イェール大学の出身でスポーツマンでもあり、テニスやゴルフ、釣り、狩猟にも熱心であったという[2]。
本業は家業である投資会社ベッセマートラスト社の運営で、1994年までその会長職を務めていた[2]。
フィップスには6人の子供と24人の孫がおり、このうち1人は父と同じオグデン・フィップスという名前だった[3]。フィップスの妻アンドレアはそのうち4人の子供たちの母親である[4]。
2016年4月6日にニューヨークプレズビティアリアン病院で死亡、75歳であった[2]。
競馬
[編集]競馬産業の継承
[編集]フィップスやフィップスの兄弟らは父同様にアメリカの競馬産業に携わっていった。1995年、フィップスのインサイドインフォメーションがモリーピッチャーハンディキャップを勝利したが、これは妹のシンシアも1992年にヴェルサイユトリーティで勝利しており、さらには父オグデンも1988年にパーソナルエンスンで勝利しているという家族で3勝を挙げるという記録を作っている。以下はフィップスの主な所有馬。

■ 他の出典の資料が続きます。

PR #451, opened 2018-06-13
CB-14145: cordova-common update to resolve npm audit & other updates in patch release

brodybits:
### Platforms affected

Android

### What does this PR do?

- cordova-common _2.2.5_ update _(pinned)_ to resolve ugly `npm audit` _and engine warning messages_
- _pin other dependencies in this patch fix_
- _completely reinstalled dependencies in `node_modules` using npm@6.1.0_
- _update `bundledDependencies`, needed to support deprecated Node.js 4 in this patch fix_
- _update cordova.js from cordova-js@4.2.4 with the following change in this patch fix  (using local coho with apache/cordova-coho#176 for patch release support):_
  - _CB-9366 log error.stack_
- _other changes requested by @raphinesse:_
  - _CB-13923 (android) fix -1 length for compressed files_
  - _CB-14127: (android) Move google maven repo ahead of jcenter_
  - _CB-14101 Fix Java version check for Java >= 9 (#446)_
  - _Emit log event instead of logging directly (#452)_
  - _Fix unsafe property access in run.js (#445)_
- ~~enable node 4 (again), needed to support minor release~~ _(no need: deprecated Node.js 4 is still allowed by engines rule in package.json; `npm install` & `npm test` are still covered by AppVeyor CI on deprecated Node.js 4)_

_resolves `npm audit` warnings & other issues in patch release as needed asap (before the next major release is ready)_

- _`npm audit` with npm@6.1.0 (latest version) shows 0 vulnerabilities_
- _using `cordova platform add brodybits/cordova-android#cordova-common-2-update` to add platform to new Cordova project and test on Android device using `cordova run android` succeeds on the following Node.js versions:_
  - _deprecated Node.js 4 (npm 2.15.11)_
  - _Node.js 6 (npm 3.10.10)_
  - _Node.js 8 (npm 5.6.0)_
  - _Node.js 10 (npm 6.1.0)_
- _`npm test` succeeds (along with some other tasks) on AppVeyor CI & Travis CI_

### Checklist

- [x] _[Reported an issue](http://cordova.apache.org/contribute/issues.html) in the JIRA database_
- [x] _Commit message follows the format: "CB-3232: (android) Fix bug with resolving file paths", where CB-xxxx is the JIRA ID & "android" is the platform affected (with some exceptions)._


raphinesse:
Why do we need the dependency update before unbundling the dependencies (and thus the next major release)?

brodybits:
Now tested as follows:
- passes `npm test` on Travis CI
- Using `cordova platform add https://github.com/brodybits/cordova-android#cordova-common-2-update` to add cordova-android with the proposed changes to new Cordova app results in an app that starts properly on Android (device)
- Using `cordova platform add https://github.com/brodybits/cordova-android#cordova-common-2-update` to add cordova-android with proposed changes to `cordova-sqlite-storage` test suite results in app that passes `cordova-sqlite-storage` test suite on Android (device)

The proposed changes resolves the `npm audit` warning messages on a minor release.

Menardi:
@brodybits Why does this PR require re-enabling support for Node 4? This would break a number of waiting PRs which depend on Node 6+.

dpogue:
We can't drop support for node 4 in a minor version update, but I agree that we should keep master moving forward to the next major version.

@brodybits Can we do these updates for the next minor on top of the 7.1.x branch? That way we can simply delete node_modules entirely on master and not worry about introducing more conflicts into the pending PRs

brodybits:
> @brodybits Can we do these updates for the next minor on top of the 7.1.x branch?

Will do.

raphinesse:
I've cherry-picked all code fix commits from master that I could identify.

brodybits:
> I've cherry-picked all code fix commits from master that I could identify.

Thanks @raphinesse, updated title yet again to reflect what we actually want to do in the patch release.

TBH I have some mixed feelings, though not major. In general I would rather avoid including other fixes when making a security related patch. For a security patch we want the least risk possible that something goes wrong and the "end" user decides to roll back.

I think the actual security risk is very low. In general I would rather keep it this way.

Another really strange thing is that f05e61db07ff7b7acbcadaa6427b7b12eaac8950 seems to have a MacBook-Pro.local address, not linked to any user on GitHub.

What do you think, any comments?

brodybits:
FYI the delay is because it is taking me much longer than I expected to resolve the npm audit issues on cordova-js which I would consider to be an upstream dependency. My apologies for the confusion.

/cc @jcesarmobile

raphinesse:
As a user, I'd be annoyed by a patch release not including fixes to my problems even though they are ready to ship.

I see your point however. Since you do the release, decide at your own discretion.

brodybits:
@raphinesse I just updated the last 2 commits to reference the PRs they originated from and show what kind of scripts are affected.

(GitHub links to the PRs from the commits in master, would be nice to have the same kind of thing in the 7.1.x branch. To show what kind of scripts are affected would also be good for the patch release notes.)

I may just include all the fixes in the same patch release to streamline things. I think the npm audit issues will not lead to any real vulnerabilities, at least not yet:)

raphinesse:
I'd be happy to see these fixes in the upcoming release. I don't see why these changes should break anything. If things break, we'll fix them. I think you need to worry a bit less :blush:

brodybits:
I just pushed a complete rebase, with the following updates:
- Update cordova.js from cordova-js@4.2.4 with the following:
  - CB-9366 log error.stack
- update to cordova-common@2.2.5
- pin other dependencies in package.json
- completely reinstalled dependencies in `node_modules` using npm@6.1.0
- update bundledDependencies in package.json, needed by the deprecated node 4 version
- include changes that were added by @raphinesse (with PR number added to the commit messages in the last 3 changes)

tested in Cordova project using node 4 (deprecated) and node 8.

brodybits:
> I don't see why we need separate commits for removing an adding node_modules contents.

As I explained in <https://github.com/apache/cordova-windows/pull/281#issuecomment-403521072>: a combination of updated dependencies and npm from non-deprecated version of Node.js results in such a massive change to node_modules that it seems cleanest to remove old node_modules before making the update.

> It seems you listed each transitive dependency in bundledDependencies. According to this npm test we should not need to do that. Was there something that made this necessary?

Yes, also explained in <https://github.com/apache/cordova-windows/pull/281#issuecomment-403521072>: With node_modules installed by newer version of npm (comes with non-deprecated version of Node.js), additional libraries need to be listed to work on Node.js 4. We know that Node.js 4 is deprecated but should not be dropped in a patch release:-(

Thanks for checking, will probably merge this really soon.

- リズム Rhythm - 1987年生、牡馬。ブリーダーズカップ・ジュヴェナイル。1989年最優秀2歳牡馬。
- ディスピュート Dispute -1990年生、牝馬。ケンタッキーオークスなど。
- インサイドインフォメーション Inside Information - 1991年生、牝馬。ブリーダーズカップ・ディスタフなど。アメリカ殿堂馬。
- ストームフラッグフライング Storm Flag Flying - 2000年生、牝馬。ブリーダーズカップ・ジュヴェナイルフィリーズ。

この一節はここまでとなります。